The view below is intended to identify the most recent entry for each charge_id, and create a simple key value pair table for joining off of. The view works fine, but execution time is horrendous. I've tried a couple of stabs at an index to speed things up, but each time it appears that postgres is skipping the index and scanning everything anyways. I should also note that most queries where we're joining to this view are going to be full table aggregates, grouped by 2-5 different dimensions in the charges table.

My question specifically is what can I do to speed up execution time on this particular view?

CREATE VIEW current_charge_ids AS 
(
SELECT
    c2.id,
    c2.charge_id,
    t1.last_post_date
FROM
    charges c2
LEFT JOIN
    (
        SELECT
            c1.client,
            c1.practice,
            c1.account_id,
            c1.encounter_id,
            c1.charge_id,
            max(c1.post_date) AS last_post_date
        FROM
            charges c1
        GROUP BY
            c1.client,
            c1.practice,
            c1.account_id,
            c1.encounter_id,
            c1.charge_id
    ) t1
ON
    c2.client = t1.client AND
    c2.practice = t1.practice AND
    c2.account_id = t1.account_id AND
    c2.encounter_id = t1.encounter_id AND
    c2.charge_id = t1.charge_id AND
    c2.post_date = t1.last_post_date
);

Best Answer

You can hugely simplify the query using DISTINCT ON:

SELECT DISTINCT ON (client, practice, account_id, encounter_id, charge_id)
       id, charge_id, post_date
FROM   charges
ORDER  BY client, practice, account_id, encounter_id, charge_id, post_date DESC, id DESC;

Will be considerably faster in any case. Detailed explanation in this related answer on SO:
Select first row in each GROUP BY group?

The last ORDER BY expression id DESC is optional to break ties if rest should not be unambiguous, yet. May not be needed.

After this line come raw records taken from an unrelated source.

PR #207, opened 2024-10-07
Cross compilation and Emulation for x86_64 on aarch64 machines

potsrevennil:
- nix shells are merged, now both the `develop` and `ci` shells are equipped with both `x86_64-unknown-linux-gnu-gcc` and `aarch64-unknown-linux-gnu-gcc`, and they are properly linked to both dynamic and static linked `glibc`, so `x86_64-linux-*` prefix for x86_64 machines is no longer needed.

- Merge `force-qemu` flag into `cross-prefix` flag for determining wether to emulate on qemu or not

- Made `--opt/--no-opt` boolean flag (default to --opt), so there is no need to pass argument to the opt flag (e.g. `--opt=true`), only either `--opt` or `--no-opt` is needed.

- Add `--run/--no-run`, `--compile/--no-compile` flags for convenience, and also allow speeding up CI (also for cleaner logging) by splitting compilation and execution.

- Add makefile variable `AUTO` for controlling whether to auto set system specific preprocessor.

- Introduce a `tests all` command that runs multiple tests in parallel to accelerate CI, while also providing granular control over which tests to execute.

- Refactor the GitHub summary for improved readability.

- Update CI triggers to prevent duplicate workflows. It will only run on pushes to main or PRs to main, with newer pushes canceling previous runs for the same GitHub ref

- We currently run native tests on macOS, and native/cross tests on x86_64 and aarch64 Linux. Cross tests are slow, so I’ve split them between GitHub runners and EC2 instances. I don’t have a strong preference on which runner handles which test, as the workflows are flexible and can be easily adjusted as needed.


.github/workflows/ci.yml
```diff
@@ -21,33 +21,52 @@ jobs:
...
            cross-prefix: ''
-           nix-shell: 'ci'
+         - runner: ubuntu-latest
+           name: 'ubuntu-latest (x86_64, cross)'
+           arch: 'x86_64'
+           cross-prefix: 'aarch64-unknown-linux-gnu-'
+         - runner: ubuntu-latest
+           name: 'ubuntu-latest (x86_64, native)'
+           arch: 'x86_64'
+           cross-prefix: ''
```
potsrevennil, line 45: @hanno-becker do you think this is nice to have ? Which allows forks to run ci for linux.

hanno-becker:
@potsrevennil Is this ready for review? Could you squash / reorganize the history?

.github/actions/bench/action.yml
```diff
@@ -61,8 +61,21 @@ runs:
     - name: Run benchmark
       shell: ${{ env.SHELL }}
       run: |
-        tests bench -c ${{ inputs.perf }} --cross-prefix="${{ inputs.cross_prefix }}" --cflags="${{ inputs.cflags }}" --arch-flags="${{ inputs.archflags }}" --opt="${{ inputs.opt }}" -v --output=output.json ${{ inputs.bench_extra_args }}
-        tests bench --components -c ${{ inputs.perf }} --cross-prefix="${{ inputs.cross_prefix }}" --cflags="${{ inputs.cflags }}" --arch-flags="${{ inputs.archflags }}" --opt="${{ inputs.opt }}" -v --output=output.json ${{ inputs.bench_extra_args }}
+        catch() {
+          local line_no="$1"
+          echo "::error title=Failed at $line_no: $?"
+        }
+        trap 'catch $LINENO' ERR
```
hanno-becker, line 68: Sorry, what is this doing?

potsrevennil: Ah, I thought I can make the error annotation better, but turns out this didn't work out as I expected, I'll remove it for now

hanno-becker (approved):
Looks great, tested native and cross compilation on both aarch64 and x86_64 systems. Thanks @potsrevennil !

Support this with a matching multicolumn index:

CREATE INDEX charges_latest_idx ON charges
(client, practice, account_id, encounter_id, charge_id, post_date DESC, id DESC);

Whether such an index will be useful depends on undisclosed details.

Note in particular, that sort order has to match the query. In Postgres 9.2 or later this may even function as covering index, depending on undisclosed details.

Depending on undisclosed details, a materialized view might be a candidate, too. The more write operations the smaller the likelihood this would help. The same goes for the covering index.